Parafrasando il famoso coach Vince Lombardi che soleva dire “Non è la pratica che ci rende perfetti, solo la pratica perfetta ci rende perfetti”, anche noi potremmo affermare che “Non è fare sport che aiuta l’atleta a sviluppare un buon autocontrollo, solo fare sport ben seguiti, con chi dimostra di possedere la competenza giusta per guidarci, può aiutarci nell’assumere la guida di noi stessi”.
Molti testi sono stati scritti su come gestire una squadra, motivare un gruppo e un singolo, pochi sulle strategie per far emergere il potenziale nascosto dietro alle difficoltà di autocontrollo che limitano uno sportivo.

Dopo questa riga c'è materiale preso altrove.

PR #1027, opened 2026-07-25
fix(websearch): opt MiniMax into safe MCP retry

runyuan-wang:
## Summary
- opt the built-in MiniMax stdio `web_search` call into `retry_policy="safe"`
- add a focused fake-client regression test that asserts the exact `call_tool(..., retry_policy="safe")` shape
- update services anatomy docs to describe the stdio-only retry policy boundary after #924

## Rationale
#924 correctly made stdio MCP stale-resource replay fail closed by default (`retry_policy="never"`). The MiniMax web-search service is a narrow read-only/replay-safe call site: replaying a stale transport repeats a query, not a write/send operation. Without an explicit opt-in, this built-in search path can restart the stale transport for future calls but return `[]` for the current user search.

This PR preserves the fail-closed default and opts in only the concrete MiniMax `web_search` call site.

## Tests
- Red: base implementation + new focused test only fails as expected; actual call lacks `retry_policy="safe"`
- Green: focused test passes on this patch
- `python3 -m pytest tests/test_web_search_capability.py tests/test_mcp_closed_resource_restart.py tests/test_mcp_structured_result.py -q` → 72 passed
- `git diff --check`

## Non-goals
- no change to generic Agent MCP call paths
- no change to daemon task-scoped MCP handling
- no change to Telegram task-card projection
- no change to `HTTPMCPClient` / Zhipu HTTP search
- no change to stale-resource classification, timeout retry behavior, locking/concurrency, or the MiniMax MCP server


huangzesen:
### Closing because the target product path has been superseded

This pull request proposed restoring a built-in MiniMax web-search admission path. Current `main` has since made the opposite owning product decision: the built-in MiniMax provider path was retired and non-canonical providers are routed through third-party MCP integration instead.

**Why this PR no longer has a current implementation target**

#1027 only opts a built-in MiniMax web_search call into safe retry. Current main explicitly says MiniMax/Zhipu are no longer built-in web providers by product decision and rejects retired provider selection in favor of third-party MCP. The proposed built-in call site is therefore obsolete on current main.

**Current-main evidence**

- #1027 is limited to opting the built-in MiniMax stdio web_search call into retry_policy=safe. ([source](https://github.com/Lingtai-AI/lingtai-kernel/pull/1027))
- web_search __init__.py says MiniMax and Zhipu are no longer built-in web providers, identifies them as retired by product decision, and directs callers to a third-party MCP route. ([source](https://github.com/Lingtai-AI/lingtai-kernel/blob/main/src/lingtai/tools/web_search/__init__.py))

**Scope note and future path**

This closure does not reject the use case itself; it records that this particular implementation targets a product path that no longer exists. If built-in MiniMax support is reconsidered later, it should start from a new product decision against the current provider architecture rather than reviving this stale patch. Thank you for the investigation and implementation effort.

Si pensa sempre che sia il bambino, il ragazzo, il giovane atleta a dover lavorare su se stesso, questo è vero, ma il problema è che solo un insegnante preparato, un allenatore competente, uno psicologo che ha deciso di dedicarsi alla sua passione per lo sport, sono in grado di “vedere oltre” le difficoltà, di scorgere una ragione per lavorare su alcuni comportamenti inadeguati per far emergere le potenzialità nascoste, o meglio frenate. Insieme al Cento Sportivo Italiano, comitato di Milano, abbiamo costruito un percorso formativo rivolto a coloro che, a vario titolo, si trovano ad operare a contatto con giovani sportivi, dilettanti o professionisti, che presentino difficoltà del comportamento. Il corso ha come obiettivi trasmettere strategie operative per aiutare insegnanti, allenatori, coach e non solo, a gestire gruppi all’interno dei quali siano presenti bambini/ragazzi con comportamenti sfidanti, oppositivi. La struttura del corso prevede lezioni teoriche e laboratori pratici che verranno realizzati nel corso di quattro weekend a partire da fine febbraio e fino a settembre 2020. I docenti sono tra i maggiori esperti di comportamenti sfidanti e oppositivi in ambito nazionale e, contemporaneamente, portatori di esperienze e progetti significativi nell’ambito sportivo. Il corso darà la possibilità di vivere una breve esperienza di tirocinio all’interno di importanti realtà interessate a investire nella formazione di risorse in grado di gestire situazioni complesse.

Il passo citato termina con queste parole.